This process, to be sure, was not the one chosen by the Founding Fathers in the United States of America and certainly not the one that emerged at any point in time in their more than bicentennial history. There, with a lot of pragmatism, sometimes internal war, sometimes luck and the added blessing of some key moments of leadership, the process of keeping together cultures that were radically different (Alabama vs. Massachusetts) in the name of a common goal (initially “protection” from British intrusion, today one might argue ”invasion”, whether by weapons, political pressure or trade) proceeded slowly. They succeeded without centralizing fiscal policy but rather respecting local preferences (federal debt, spending and taxes were minimal compared to state and county ones, until the arrival of Franklin Delano Roosevelt, 150 year after the creation of the US monetary union). Today the USA is a proud and strong Imperial Union, not fearful of exporting its values, as an empire is bound to do, respecting its internal, still existing, heterogeneity.

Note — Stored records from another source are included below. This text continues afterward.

PR #71, opened 2023-04-07
Fix uninitialized pointer in dial.cpp

zaporter-work:
Without this fix, the pointer is initialized to a random value and is not nullptr. This causes problems in the rust code that checks if it is null.

To replicate: 
- edit example_dial to not pass a payload. The rust code will return a very non-helpful error.


stuqdog (approved):
lgtm

zaporter-work:
Testing in docker image only -- decided to talk in person.  Possibly a architecture / os / compiler issue.

PR #72, opened 2023-04-10
RSDK-2352 - add doxygen support

stuqdog:
#### Major changes
- Adds `Doxyfile` and a workflow for updating docs
- Creates `apidocmenu.md` as a landing page for docs

#### Minor changes
- Add brief doxygen-formatted documentation to `generic` component.
- (driveby) fix bug in `resource_names_by_resource` whereby we would never return more than a single resource name.


.github/workflows/docs.yml
```diff
@@ -0,0 +1,37 @@
...
+        uses: actions/checkout@v3
+
+      - name: Generate docs
+        run: doxygen Doxyfile
+
+      - name: Upload artifacts
+        uses: actions/upload-artifact@v3
+        with:
+          name: html-docs
+          path: etc/docs/api/current
```
maximpertsov, line 28: discussed IRL - I'm not 100% sure if we need this - @njooma do you know?

maximpertsov (approved):

.github/workflows/docs.yml
njooma: I'm not sure if it's needed either. Did you test without this? Does it work?

stuqdog: I'm not sure! I don't really know how to test this without it, since it's not yet merged so the branch that the job actually runs from doesn't know about this job.

I think the stakes are pretty low here though, so if y'all are comfortable I might just merge and then we can iterate from there if anything isn't working right.

maximpertsov: yeah I'm okay merging as is - I kept it for TS doc generation as well - was more curious than anything else.

PR #75, opened 2023-04-10
Add examples/camera 

zaporter-work:
While working on the other wrappers, I decided to add an example for the camera component. 

I think it would be ideal if all of our examples worked with rdk running the "rdk::etc/config/fake.json" config.

This is not ready for review. I still want to fix a bug with the resulting image being corrupted and a strange memory issue that might be related to this camera impl.


zaporter-work:
Moved to https://github.com/viamrobotics/viam-cpp-sdk/pull/86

Umberto Eco said once: “the European language is translation”, hinting at the fact that the soul of Europe is in its national histories and cultures and that further integration cannot get away without respecting this proud past and the values embedded in it.

So we do have to contemplate seriously an alternative process, opting for an Imperial Union in Europe, uncherished by the European leaders quoted above. In it, we should forget about centralizing further fiscal policy but rather come to the rescue, as a union among equals must do, of the weakest part of the Union: Greece today, maybe one day Germany. By so doing, the virtuous circle would begin and a greater Unity would ensue thanks to the unanimous and permanent gratefulness that would arise from the assisted countries, willing at that point to even accelerate further on certain reforms that they refuse to do today under threat.

As Professor Weiss said, this second choice would require a quality that he himself believes is “completely lost among the Germans”: irony, the capacity to balance the life of individuals with the one of every community it finds itself bound to. He claims irony to be the “most European of all goods”, when it has not been ignored and done away most violently as in the first half of the past century.

This balancing act of irony, this modesty of understanding that knowledge is limited, has been absent so far in the recent construction of Europe: suffice it to remember the (in)famous words of the Lisbon Treaty that pompously argued for Europe to become the “most competitive and dynamic knowledge-based economy in the world”, not even noticing how they strongly echoed the words of a great writer of the inter-war period, at loss with the lack of irony of his contemporary Europe which he called Kakania: “Kakania, unbeknownst to the world, was the most progressive state of all; a state barely able to go along with itself. One enjoyed a negative freedom there, always with the sense of insufficient grounds for one’s own existence…” (Robert Musil, The Man without Quality).

Choosing an Imperial Union rather than a Unionized Empire for future Europe would mean we have finally “learned to learn” from the mistakes of our past, freeing us from a sterile internal debate and launching us finally in the global arena: responding, like an Empire would feel obliged to do, to the dramatic issues that life outside of our borders is presenting us with, particularly in Ukraine, in the Mediterranean and in the Middle East, areas that are asking us to provide a European solution based on our values and our cultures.